Firstly, let's talk about what a correction actually is.
What is an ASX share market correction?
A correction relates to the share market falling. For the ASX, this typically might refer to the S&P/ASX 200 Index (ASX: XJO) dropping in value.
A bear market – which isn't a market where people buy bears – is seen as a bigger and longer decline of the market than a correction.
Motley Fool Australia has a number of handy guides and investing definitions on our website. The difference between a correction and a bear market is defined as this:
A 'market correction' is like a bear market but less severe. The technical definition is about a 10% decline in share prices in less than two months.
The idea behind a correction is that because prices rose higher than they should have, falling prices serve the purpose of 'correcting' the situation.
One major difference between a bear market and a market correction is the extent to which prices fall. Bear markets occur when share prices drop by 20% or more, whereas corrections typically involve price drops of about 10%.
Furthermore, market corrections tend to last less than two months, whereas bear markets last two months or longer.
Has there been an ASX share market correction?
Between 4 January 2022 and today, the ASX 200 has fallen almost 5%.
However, between 4 January 2022 and 27 January 2022, there was a decline of approximately 10%. But since that bottom, the ASX 200 has risen 5.6%.
Whilst the ASX share market as a whole has recovered some of the lost ground in the correction, there are others that are still 'corrected'. A few remain more than 20% lower than the start of the year.
For example, the Xero Limited (ASX: XRO) share price is down around 30% since the start of 2022.
The Altium Limited (ASX: ALU) share price is down 23%.
The WiseTech Global Ltd (ASX: WTC) share price has fallen 24%.
Another example is the REA Group Limited (ASX: REA) share price being down 22%.
Why has volatility increased?
There has been a lot of talk about inflation and interest rates.

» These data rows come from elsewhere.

PR #158, opened 2017-04-05
Fix test_KinematicSimulationTrajectoryExecutor

### LINKED ISSUE #126: test_KinematicSimulationTrajectoryExecutor sometimes fail
It seems the success of `test_KinematicSimulationTrajectoryExecutor` is not deterministic.

jslee02:
`KinematicSimulationTrajectoryExecutorTest.execute_TrajectoryIsAlreadyRunning_Throws` test occasionally fails because the result is non-deterministic. This PR fixes the test to take into account the case as well.

Resolves #126

### DIFF
--- a/tests/control/test_KinematicSimulationTrajectoryExecutor.cpp
+++ b/tests/control/test_KinematicSimulationTrajectoryExecutor.cpp
@@ -155,13 +155,22 @@ TEST_F(KinematicSimulationTrajectoryExecutorTest, execute_TrajectoryIsAlreadyRun
 
   auto future = executor.execute(mTraj);
   
-  // Executor cannot not immediately execute the next one.
-  EXPECT_THROW(executor.execute(mTraj), std::runtime_error);
+  // Executor possibly not able to immediately execute the next one.
+  try
+  {
+    executor.execute(mTraj);
+  }
+  catch (const std::runtime_error& e)
+  {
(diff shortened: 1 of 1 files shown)


gilwoolee:
Oh haha this makes total sense!!! Thanks for looking into this @jslee02 !

tests/control/test_KinematicSimulationTrajectoryExecutor.cpp
```diff
@@ -155,14 +155,23 @@ TEST_F(KinematicSimulationTrajectoryExecutorTest, execute_TrajectoryIsAlreadyRun
...
+  try
+  {
+    executor.execute(mTraj);
+  }
+  catch (const std::runtime_error& e)
+  {
+    EXPECT_EQ(std::string(e.what()), "Another trajectory in execution.");
+
+    // It could not have finished the trajectory execution yet.
+    EXPECT_NE(mSkeleton->getDof(0)->getPosition(), 1.0);
```
gilwoolee: Does this always hold? What if the other thread finished the execution of line 156 by the time we got here?

jslee02: > Does this always hold?

It does not. :sob: I thought detached threads are immediately killed when the main thread throw an exception, which is totally not true. If we add `std::this_thread::sleep_for(std::chrono::seconds(5));` at line 166, this test fails.

Let me remove this line.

Interest rates can have a very important impact on asset values. As Warren Buffett once said at a Berkshire Hathaway annual general meeting:
The value of every business, the value of a farm, the value of an apartment house, the value of any economic asset, is 100% sensitive to interest rates because all you are doing in investing is transferring some money to somebody now in exchange for what you expect the stream of money to be, to come in over a period of time, and the higher interest rates are the less that present value is going to be. So every business by its nature … its intrinsic valuation is 100% sensitive to interest rates.

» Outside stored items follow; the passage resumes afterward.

PR #159, opened 2017-04-06
Template Rn for dimension to exploit performance of fixed-size Eigen objects

### LINKED ISSUE #152: Consider templating Rn for dimension
I have an impression on `Rn` that it is a state space of dynamic dimension since it interacts with dynamic-size values (i.e., `Eigen::VectorXd`), which is not that case. Eigen generally provides better performance for fixed-size objects over dynamic-size objects.

So I'd like to suggest:
* deprecating `Rn` (if we care about the backward compatibility)
* templatizing `Rn` for the dimension
* renaming it to `R`
* type-aliasing for frequently used dimensions as
```cpp
template <int Dimension>
class R : public virtual StateSpace
{ // ...
};

using R1 = R<1>;
using R2 = R<2>;
using R3 = R<3>;
using R6 = R<6>;
```

jslee02:
**TODOs**:
* [x] Explicitly instantiates for frequently used dimensions
* [x] Use extern template to force the compiler not to instantiate for the explicitly instantiated types
* [x] Decide name: `template <int N> class Rn` vs `template <int N> class R` (I prefer `R<N>`)
* [x] Support dynamic size

Resolves #152


psigen:
I prefer the `R<N>` syntax. I think it makes semantic sense and then instantiations can look like `R2` or `R3`.

include/aikido/constraint/detail/JointStateSpaceHelpers-impl.hpp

Rudi Filapek-Vandyck wrote on Livewire about what's happening to the ASX share market:
The change in inflation forecasts over the past five weeks has been nothing short of dramatic… markets are now considering the idea that the Federal Reserve might have waited too long, and will be forced to step on the monetary brakes through accelerated actions. It is this change in projections that is currently feeding into volatility and uncertainty in markets.
In Australia, the general shift is to pull forward the first RBA rate hike to November or August this year.
In the US, forecasts have literally gone into overdrive with all kinds of scenarios being considered, including starting the cycle with 50bp, hiking at every meeting this year, having rate hikes in between meetings, and continuing at full force throughout 2023.
Time will tell what happens next with the ASX share market.